PR #1515, opened 2022-03-15
Remove build trigger on label

stuartleeks:
As part of the clean-up for #478, remove the previous, label-triggered PR builds


.github/workflows/deploy_tre.yml
```diff
@@ -50,100 +46,3 @@ jobs:
       TF_STATE_CONTAINER: ${{ secrets.TF_STATE_CONTAINER }}
       TRE_ADDRESS_SPACE: ${{ secrets.TRE_ADDRESS_SPACE }}
       TRE_ID: ${{ secrets.TRE_ID }}
-
-  prepare-not-main:
```
tamirkamara, line 54: Deleting this means there's no way to deploy without a pr and also that dispatch is only targeting the main branch. Is that what you want?

stuartleeks: Ah, good point. I forgot this workflow is also sometimes used to build a branch without a PR.

I was hoping that this change would allow us to remove this and simplify the workflow graph:

image

Do you have a sense for what the scenarios are where people would want to trigger a build for a non-`main` branch where creating a PR or draft PR wouldn't make sense?

tamirkamara: I have used it many times to have the ci test something for me prior to opening the pr. But that was for branches in this repo and not Forks (which is how we should do things from now).

stuartleeks: Ok, since the code I removed would only be invoked via `workflow_dispatch`, I'll add a new workflow that contains the removed steps. As you mention, this is unlikely to be used in the normal flow (as we'll be working in forks and so secrets wouldn't be passed to the workflow), but having it will allow us to push a branch to the main repo and test workflow changes there before merging to `main`.

stuartleeks: @tamirkamara  - I've added `deploy_tre_branch.yml` with the non-`main` build flow. Let me know if that will handle your requirements. Thanks!

stuartleeks:
/test-force-approve

Skipping tests as the only relevant test would be `deploy_tre_branch.yml` but that can't be triggered until it has been pushed to `main` at least once

PR #1518, opened 2022-03-15
Debug the Smoke Tests

ross-p-smith:
Add an easy way for developers to be able to debug the E2E tests. Currently we have `make setup-local-debugging` which works, but everytime your redeploy your infrastructure, the firewall settings are replaced. This now does this at a Terraform level, so is persisted. It is triggered by the following setting in /workspaces/AzureTRE/templates/core/.env
```
ENABLE_LOCAL_DEBUGGING=true
```

Also added a vscode launch configuration to be able to debug the smoke tests

### DIFF
--- a/templates/core/terraform/variables.tf
+++ b/templates/core/terraform/variables.tf
@@ -135,11 +135,16 @@ variable "stateful_resources_locked" {
   description = "Used to add locks on resources with state"
 }
 
-
 variable "ci_git_ref" {
   default     = ""
   description = "The git ref used by the ci to deploy this TRE"
   type        = string
+}
+
+variable "enable_local_debugging" {
+  default     = false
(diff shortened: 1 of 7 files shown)


ross-p-smith:
\test

templates/core/terraform/variables.tf
```diff
@@ -135,13 +135,18 @@ variable "stateful_resources_locked" {
...
-
 variable "ci_git_ref" {
   default     = ""
   description = "The git ref used by the ci to deploy this TRE"
   type        = string
 }
 
+variable "enable_local_debugging" {
+  default     = false
+  description = "This will allow Cosmos to be accesible from your local IP address and add some extra role permissions."
```
martinpeck, line 146: nit: `accesible` should be `accessible`. If you're fixing this, suggest change `Cosmos` to `CosmosDB`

==============================

▸ **WHAT IS EXPECTED**: Scan the material above for lines holding "variables" and copy each of them.

▸ **OUTPUT FOR THIS TASK**:
--- a/templates/core/terraform/variables.tf
+++ b/templates/core/terraform/variables.tf
templates/core/terraform/variables.tf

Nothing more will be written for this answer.